Hence, R is transitive.
Therefore, R is reflexive, symmetric and transitive.
Now, we need to find a set of elements related to 1.
R=\left\\{ \left( a,b \right):\left| a-b \right|\text{ is a simple multiple of 4} \right\\}
\And A=\left\\{ 0,1,2,3,4,5,6,7,8,9,10,11,12 \right\\} .
Here, a=1.

a| b| $\left| a-b \right|$ | Is $\left| a-b \right|$ a multiple of 4
---|---|---|---
1| 1| $\left| 1-1 \right|=\left| 0 \right|=0$ | Yes
1| 2| $\left| 1-2 \right|=\left| -1 \right|=1$ | No
1| 3| $\left| 1-3 \right|=\left| -1 \right|=2$| No
1| 4| $\left| 1-4 \right|=\left| -3 \right|=3$| No
1| 5| $\left| 1-5 \right|=\left| -4 \right|=4$| Yes
1| 6| $\left| 1-6 \right|=\left| -5 \right|=5$| No
1| 7| $\left| 1-7 \right|=\left| -6 \right|=6$| no
1| 8| $\left| 1-8 \right|=\left| -7 \right|=7$| No
1| 9| $\left| 1-9 \right|=\left| -8 \right|=8$| Yes
1| 10| $\left| 1-10 \right|=\left| -9 \right|=9$| No
1| 11| $\left| 1-11 \right|=\left| -10 \right|=10$| No
1| 12| $\left| 1-12 \right|=\left| -11 \right|=11$| No

Hence, The set of elements related to 1 are \left\\{ 1,5,9 \right\\} .

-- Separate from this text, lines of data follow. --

PR #829, opened 2022-10-07
fix: o-banner, relative space close button position

notlee:
When `$o-spacing-relative-units:true` o-banner would output a large negative position for the close button due to... bad math in Sass. Instead we can use the `calc` function.


OBakir90 (approved):
LGTM! thanks for sorting that so quick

Note: The relation which is reflexive, symmetric and transitive is known as equivalence relation. To prove that the given relation is equivalence i.e. reflexive, symmetric and transitive, we can’t use just one example to prove each, instead we need to prove the conditions of reflexivity, symmetricity and transitivity for all possible cases.